Two months back we purchased three completely the same big blue servers, and we started to experience issue with two of them. The servers are turning off on random, meaning they can work for a week or two and then they will turn off. When we dug into the logs we saw that the servers are detecting too high temperature and IMM would initiate turn off immediately.
So there is no alert that temperature is going up or anything else the server just turns off like somebody unplugged the cable.
Of course when you unplug the cable on the server that can cause a various case of corruptions, from operating system to the hypervisor, disks etc. In our case the corruption was manifested in the config file so the server would not start stating it is in saved-critical state or Incomplete VM Configuration in the System Center Virtual Machine Manager. The state simply means config file is corrupted and Hyper-V manager or SCVMM are not able to read from it.
The solution I found online is to recreate machine, so basically delete a machine in Hyper-V manager, create new machine and attach to existing vhd or vhdx file. While this will work I think it is very time consuming. It will work for few machines, but imagine what you will do next 5 days if you have hundreds of test machines like we do J
The problem with recreating the machine is it will create a brand new Network adapters what will cause old adapters to hide and servers will acquire new IP address. This involves digging into HKLM\SYSTEM\ControlSet001\services\Tcpip\Parameters\Interfaces\ finding old IP address and then assigning old IP address, or you can see on the what is the old IP address therefore assign the old IP to the new network adapter. Too much time consuming.
What we did? As VMM stated the configuration was incomplete we further investigated the config files on the Hyper-V hosts. There is no way you can do anything with the VMM so abandon it and connect directly to the Hyper-V host.
In Hyper-V manager you will see a big mess like this
So let’s say machine we will going to fix is WS2008R2-001.test.local. You will go into the configuration folder for the virtual machines, somebody keeps it on the C drive some folks keep it together with virtual Machines, you have various examples.

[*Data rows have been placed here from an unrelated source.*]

PR #1095, opened 2023-09-15
SIMSBIOHUB-263: Upload Keyx attachments to BCTW

JeremyQuartech:
## Links to Jira Tickets

- [SIMSBIOHUB-263](https://apps.nrs.gov.bc.ca/int/jira/browse/SIMSBIOHUB-263)

## Description of Changes
- This PR adds all the supporting changes required to identify keyx files during a survey attachment, and send those files to BCTW.
- Adds new /attachments/keyx/upload endpoint for keyx or zip files that handles BCTW transfers.
- Adds 'uploadKeyx' method to BctwService.
- Refined BctwService axios error-handling to support response time-out and connection refusal.
- Adds 'Upload KeyX' option to survey uploads.
- Customized file uploader for keyx files to display extended errors.

## Testing Notes

- It is working reliably at this stage, ~however the error handling could use refinement.~

- ~BCTW API requires a patch for this to function (will remove comment once this is live).~


api/src/paths/project/{projectId}/survey/{surveyId}/attachments/process.ts
```diff
@@ -0,0 +1,118 @@
...
+      },
+      required: true
+    }
+  ],
+  responses: {
+    200: {
+      description: 'Survey process attachments response.',
+      content: {
+        'application/json': {
+          schema: {}
```
GrahamS-Quartech: Should probably add some kind of schema here, even if just a stub

api/src/paths/project/{projectId}/survey/{surveyId}/attachments/process.ts
```diff
@@ -0,0 +1,118 @@
...
+import { PROJECT_PERMISSION, SYSTEM_ROLE } from '../../../../../../constants/roles';
+import { getDBConnection } from '../../../../../../database/db';
+import { authorizeRequestHandler } from '../../../../../../request-handlers/security/authorization';
+import { AttachmentKeyxService } from '../../../../../../services/attachment-keyx-service';
+import { IBctwUser } from '../../../../../../services/bctw-service';
+import { getLogger } from '../../../../../../utils/logger';
+
+// TODO: It may make more sense to move this to the /telemetry endpoint.
+
+const defaultLog = getLogger('/api/project/{projectId}/survey/{surveyId}/attachments/process');
```
GrahamS-Quartech: I wonder if the name for this endpoint should be more specific if it only deals with keyx files? The similarly generic sounding upload endpoint takes all files, but this one won't do anything unless the files all have keyx as the extension.

curtisupshall: I think the name is fitting; If in the future we ever wanted to process other types of files, it should all be kicked off by a single endpoint.

GrahamS-Quartech: Ok valid

api/src/services/attachment-keyx-service.ts
curtisupshall, line 1: I feel like these changes are minimal enough to just put them into the Attachment service. This service is a little too niche I think

api/src/paths/project/{projectId}/survey/{surveyId}/attachments/upload.ts
```diff
@@ -140,6 +142,28 @@ export function uploadMedia(): RequestHandler {
         ATTACHMENT_TYPE.OTHER
       );
 
+      // Check for keyx files in the raw media
+      const keyxArray = [];
+      const ZIP = ['application/zip', 'application/x-zip-compressed', 'application/zip-compressed'];
```
curtisupshall: I would rename this to `zipMimeTypes`

api/src/paths/project/{projectId}/survey/{surveyId}/attachments/processKeyx.ts
```diff
@@ -0,0 +1,118 @@
...
+    const user: IBctwUser = {
+      keycloak_guid: req['system_user']?.user_guid,
+      username: req['system_user']?.user_identifier
+    };
+
+    try {
+      await connection.open();
+
+      const attachmentKeyxService = new AttachmentKeyxService(connection);
+      await attachmentKeyxService.processKeyxRecords(user);
```
curtisupshall: We don't need to pass the user into this method, because calling it should process all KeyX records for all users (unless I'm missing some assumptions). Since you're passing the `connection` object to the constructor, the `user` object can just be obtained inside this method if needed.

api/src/services/attachment-keyx-service.ts
```diff
@@ -0,0 +1,47 @@
...
+   * @return {*}
+   * @memberof AttachmentKeyxService
+   */
+  async insertKeyxReference(attachmentId: number) {
+    return this.attachmentRepository.insertSurveyAttachmentKeyx(attachmentId);
+  }
+
+  /**
+   * Processes keyx records.
+   * TODO: This can likely be made much more efficient.
```
curtisupshall: I think comments about performance can be left out. If a method can't be made efficient on first pass, and a better implemention isn't discerned during code review, then we can probably address optimizations later when we can prove that they are justified

curtisupshall: In my opinion, this method is very reasonably written 👍

api/src/services/attachment-keyx-service.ts
```diff
@@ -0,0 +1,47 @@
...
+   * @return {*}  {Promise<void>}
+   * @memberof AttachmentKeyxService
+   */
+  async processKeyxRecords(user: IBctwUser): Promise<void> {
+    const bctwService = new BctwService(user);
+
+    // get list of unprocessed records
+    const records = await this.attachmentRepository.getSurveyKeyxAttachmentsToProcess();
+    // get files from s3
+    for (const record of records) {
```
curtisupshall: I think if you map each record to a Promise, you can let all of them run concurrently:

```typescript
const records = await this.attachmentRepository.getSurveyKeyxAttachmentsToProcess();
const promises = records.map((record) => new Promise(async (resolve, reject) => {
  try {
    const file = await getFileFromS3(record.key);
    await bctwService.uploadKeyX(file, record.key);
    await this.attachmentRepository.updateSurveyAttachmentKeyx(record.survey_attachment_id);
    resolve();
  } catch (error) {
    reject(error);
  }
));

return Promise.all(promises);
```

Not certain if this is correct though... @NickPhura?

app/src/features/surveys/view/SurveyAttachments.tsx
```diff
@@ -64,6 +64,7 @@ const SurveyAttachments: React.FC = () => {
         onClose={() => {
           setOpenUploadAttachments(false);
           surveyContext.artifactDataLoader.refresh(projectId, surveyId);
+          biohubApi.survey.processSurveyKeyxAttachments(projectId, surveyId); // TODO: Find a more reliable place to call this.
```
curtisupshall: Call this as soon as the upload succeeds (see Line 43):

```typescript
const getUploadHandler = (): IUploadHandler => {
    return (file, cancelToken, handleFileUploadProgress) => {
      return biohubApi.survey.uploadSurveyAttachments(projectId, surveyId, file, cancelToken, handleFileUploadProgress)
        .then((response: IUploadAttachmentResponse) => {
           biohubApi.survey.processSurveyKeyxAttachments(projectId, surveyId);
        })
    };
  };
```

app/src/hooks/api/useSurveyApi.ts
```diff
@@ -217,6 +217,18 @@ const useSurveyApi = (axios: AxiosInstance) => {
...
 
+  /**
+   * Trigger processing of survey attachments
+   *
+   * @param {number} projectId
+   * @param {number} surveyId
+   * @return {*}
+   */
+  const processSurveyKeyxAttachments = async (projectId: number, surveyId: number) => {
+    const { data } = await axios.post(`/api/project/${projectId}/survey/${surveyId}/attachments/processkeyx`);
```
curtisupshall: Opinion: rename this back to `/process`

api/src/paths/project/{projectId}/survey/{surveyId}/attachments/processKeyx.ts
JeremyQuartech: Yeah you're right that it doesn't really need to be passed in, however the bctw API requires a user to be referenced for auditing purposes. Is there a straight-forward way to get the keycloak_guid and username from the connection object?

api/src/paths/project/{projectId}/survey/{surveyId}/attachments/keyx/upload.ts
```diff
@@ -0,0 +1,184 @@
...
+        throw new HTTP400('The file must either be a keyx file or a zip containing only keyx files.');
+      }
+
+      const user: IBctwUser = {
+        keycloak_guid: req['system_user']?.user_guid,
+        username: req['system_user']?.user_identifier
+      };
+      const bctwService = new BctwService(user);
+      const bctwUploadResult = await bctwService.uploadKeyX(rawMediaFile);
+      console.log('bctwUploadResult', bctwUploadResult);
```
GrahamS-Quartech: Remove or use logger

api/src/services/bctw-service.ts
```diff
@@ -255,6 +288,42 @@ export class BctwService {
...
+      headers: {
+        ...formData.getHeaders()
+      }
+    };
+    const response = await this.axiosInstance.post(UPLOAD_KEYX_ENDPOINT, formData, config);
+    const data: IUploadKeyxResponse = response.data;
+    if (data.errors.length) {
+      const actualErrors: string[] = [];
+      for (const error of data.errors) {
+        // Ignore errors that indicate that a keyX already exists
```
GrahamS-Quartech, line 317: Just curious why we ignore this?

app/src/components/file-upload/FileUploadItem.tsx
```diff
@@ -203,13 +208,42 @@ const FileUploadItem: React.FC<IFileUploadItemProps> = (props) => {
         <Box display="flex" flexDirection="row" alignItems="center" p={2} width="100%">
           <Icon path={mdiFileOutline} size={1.5} className={error ? classes.errorColor : classes.fileIconColor} />
           <Box pl={1.5} flex="1 1 auto">
-            <Box display="flex" flexDirection="row" flex="1 1 auto" alignItems="center" height="3rem">
+            <Box display="flex" flexDirection="row" flex="1 1 auto" alignItems="center" minHeight="3rem">
```
GrahamS-Quartech: This seems like a case for sx prop (@curtisupshall ?)

api/src/services/bctw-service.ts
JeremyQuartech: The reason for this is because it won't effect the end result. Basically, if the user adds a keyx file, but it already exists in BCTW, there is no harm done because the BCTW is able to retrieve telemetry.

app/src/components/file-upload/FileUploadItem.tsx
curtisupshall: Yeah I believe all these props can be moved into `sx`. Also, the min height should be absolute, so just use the `sx` units instead of rems.

api/src/paths/project/{projectId}/survey/{surveyId}/attachments/keyx/upload.ts
```diff
@@ -0,0 +1,205 @@
...
+        'application/json': {
+          schema: {
+            type: 'object',
+            required: ['attachmentId', 'revision_count', 'keyxResults'],
+            properties: {
+              keyxResults: {
+                type: 'object',
+                required: ['totalKeyxFiles', 'newRecords', 'existingRecords'],
+                properties: {
+                  totalKeyxFiles: { type: 'number' },
```
curtisupshall: Nit: use `type: 'integer'` instead

GrahamS-Quartech (dismissed):
Nice work 👍

api/src/utils/media/media-utils.ts
```diff
@@ -110,3 +110,28 @@ export const isZipMimetype = (mimetype: string): boolean => {
...
+  const mimeType = mime.getType(file.originalname) ?? '';
+  if (file?.originalname.endsWith('.keyx')) {
+    return true;
+  } else if (isZipMimetype(mimeType)) {
+    const zipEntries = parseUnknownZipFile(file.buffer);
+    if (zipEntries.length === 0) {
+      return false;
+    }
+    for (const zipEntry of zipEntries) {
+      if (!zipEntry.fileName.endsWith('.keyx')) {
```
curtisupshall: If my ZIP contains the following files:
```
[
  'cat.jpg',
  'myfile.keyx',
  'test.csv'
]
```
then this loop would return `false` upon discovering `cat.jpg`, even though the documentation says it should "return `true` if the file is [...] a zip that contains a keyx file."

api/src/utils/media/media-utils.ts
```diff
@@ -110,3 +110,28 @@ export const isZipMimetype = (mimetype: string): boolean => {
...
+        return false;
+      }
+    }
+  }
+  return true;
```
curtisupshall: If the file is not a `.keyx` and not a `.zip`, the default return should be `false`, right?

api/src/utils/media/media-utils.ts
curtisupshall: Unless there's something I'm missing, I would rewrite this:
```typescript
export const isKeyXFileOrArchive = (file: Express.Multer.File): boolean => {
  // File is a KeyX file if it ends in '.keyx'
  if (file?.originalname.endsWith('.keyx')) {
    return true;
  }

  const mimeType = mime.getType(file.originalname) ?? '';
  if (!isZipMimetype(mimeType)) {
    // File cannot be a KeyX file, since it is not an archive nor does it have a .keyx extension
    return false;
  }

  const zipEntries = parseUnknownZipFile(file.buffer);

  // File is a KeyX archive if some file in the archive has a .keyx extension
  return zipEntries.some((zipEntry) => zipEntry.fileName.endsWith('.keyx');
}
```

JeremyQuartech: Yeah good catch, the requirements changed and I forgot to update the description. I cleaned up some of the formatting too.

api/src/utils/media/media-utils.ts
```diff
@@ -110,3 +110,31 @@ export const isZipMimetype = (mimetype: string): boolean => {
...
 };
+
+/**
+ * Returns true if the file is a keyx file, or a zip that contains only keyx files.
+ *
+ * @export
+ * @param {Express.Multer.File} file
+ * @return {*}  {boolean}
+ */
+export function checkFileForKeyx(file: Express.Multer.File): boolean {
```
curtisupshall, line 121: This looks great! I might rename the method to `ensureKeyxFileOrArchive`, but otherwise it looks good. +1 for documentation

app/src/features/surveys/view/SurveyAttachments.tsx
```diff
@@ -54,11 +61,24 @@ const SurveyAttachments: React.FC = () => {
...
+  const getDialogTitle = () => {
+    switch (attachmentType) {
+      case AttachmentType.REPORT:
+        return 'Upload Report';
+      case AttachmentType.KEYX:
+        return 'Upload KeyX';
+      case AttachmentType.OTHER:
+        return 'Upload Attachments';
+      default:
+        return '';
```
curtisupshall, line 73: I'd refactor this to use a non-empty default string:
```javascript
case AttachmentType.OTHER:
default:
  return 'Upload Attachment';
```

app/src/components/file-upload/FileUploadItem.tsx
```diff
@@ -146,6 +151,11 @@ const FileUploadItem: React.FC<IFileUploadItemProps> = (props) => {
     uploadHandler(file, cancelToken, handleFileUploadProgress)
       .then(handleFileUploadSuccess, (error: APIError) => {
         setError(error?.message);
+        setErrorDetails(
+          error?.errors?.map((e) => {
+            return { _id: v4(), message: e?.toString() };
```
curtisupshall, line 156: If this `_id` is being used for providing a React key, using a UUID is generally ill-advised. This is something we need to address in other parts of SIMS so I wouldn't worry too much about it now. The alternative is using the array index, but React also discourages this 🤔

app/src/features/surveys/view/SurveyAttachments.tsx
```diff
@@ -54,11 +61,24 @@ const SurveyAttachments: React.FC = () => {
     };
   };
 
+  const getDialogTitle = () => {
```
curtisupshall, line 64: If a callback is only called during render, I would memoize it as a variable:
```javascript
const dialogTitle = useMemo(() => {
  switch (attachmentType) { ... }
}, [attachmentType]);
```

app/src/components/file-upload/FileUploadItem.tsx
```diff
@@ -203,13 +213,48 @@ const FileUploadItem: React.FC<IFileUploadItemProps> = (props) => {
...
                 <Typography variant="body2" component="div">
                   <strong>{file.name}</strong>
                 </Typography>
                 <Typography variant="caption" component="div">
-                  {error || status}
+                  {error ? (
+                    <>
+                      {error}
+                      {props.enableErrorDetails && errorDetails && errorDetails.length ? (
+                        <IconButton size="small" onClick={() => setShowErrorDetails(!showErrorDetails)}>
```
curtisupshall, line 233: Should be able to avoid using SvgIcon by refactoring:
```javascript
<IconButton size="small" onClick={() => setShowErrorDetails(!showErrorDetails)}>
  <Icon path={showErrorDetails ? mdiChevronUp : mdiChevronDown} size={1} />
</IconButton>
```

app/src/components/file-upload/FileUploadItem.tsx
curtisupshall: If it is just being used as a key, I would rename it to `key` instead of `_id`

curtisupshall (approved):
Code looks good! Just had some minor comments, none are urgent

app/src/components/file-upload/FileUploadItem.tsx
GrahamS-Quartech: FWIW, Sonar will at least not complain about code smell by doing this. Kinda curious since depending on the context, the index would actually be more stable than the UUID 🤔

GrahamS-Quartech (approved):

The config files you are looking if you leave VMM to create config files will look like this.
You get that right, it is a big mess and If you have hundreds of virtual Machines you need some kind of text search application. In our case we use good old Total Commander. So search all this files for WS2008R2-001.test.local server in our example.
After you find a file open it in something like Notepad ++ and scroll to the bottom.
This is the end of the file in our environment:
So obviously you see the configuration is corrupted because it is not complete and Hyper-V console and VMM is not able to read from it. What we did is open a healthy virtual machine and find tag <count_per_node>.
In the healthy file you see something like.
So basically we need to finish our corrupted file. What we did is simply copy everything below <count_per_node> and paste instead od old tag <count_per_node> and VOILA machine config is no long corrupted and it is visible again in the VMM or the Hyper-V manager because config file is complete.
What you need to look for in your cases is other tags like Count_per_node, Node_per_scoket, Stopped_at_host_shutdown etc like you see in the screenshot. All this are default values, but if you need to change this to something else then do that accordingly, but this is fine tuning and for the most environments you don’t need to touch this values.
8 Responses
it doesn’t make any sense for readers as to what the solution is and what made it working, there’s no mention on SCVMM or Hyper-V versions.
Here’s our situation: We are on SCVMM 2012 R2 and got the similar situation where the VM is showing as incomplete VM configuration as part of migration from 2008 to 2012 Hyper-V Hosts and its appearing in 2012 Hyper-V Hosts but not appearing in SCVMM on the destination Hyper-v 2012 R2 Hosts, rather its still appearing on the old hosts only in SCVMM view. At the same time its also appearing on Hyper-V 2012 R2 Hosts and the related failover.
I just had this had this happen to me last night on HyperV 2012r2. Interesting that the file was truncated in the exact same spot as the example above. I reviewed the settings from a working VM’s XML file and copied the missing data over and the VM started right up. I did have to restart the HyperV services though.
Hi,
Thank you very much for this article. This surely saved my bacon today. As per normal, finance in the company decided that it was not critical to purchase a backup device thus no backup of the server.
After executing the procedure, the server recovered and started up without a problem
This article saved us last night. After rebooting our Hyper-V server, all our virtual machines started up except for our Domain Controller. Found that the configuration file was missing some lines at the very bottom and copy/pasted them in from another working vm’s configuration file. Our Domain Controller booted up after that. Thanks so much :)
Thank you it resolve my critical problem.
This helped lead me to my solution so thanks to all! It helps when you see everything someone else has already gone through. My solution was edit the same file and at the very last line it was followed by a bunch of [NULL][NULL][NULL]. Once i deleted all of those of the last line and saved with Notepad++ it just worked. I was able to power on the machine. Many Thanks All! ;)
I had exactly the same problem on Hyper-V Windows Server 2012R2. I most probably happened, when the server was not able to shut down (perhaps one Win10 VM caused it), so I needed to reset it.
Your article solved my problem, but after the changes, you must reset the host server.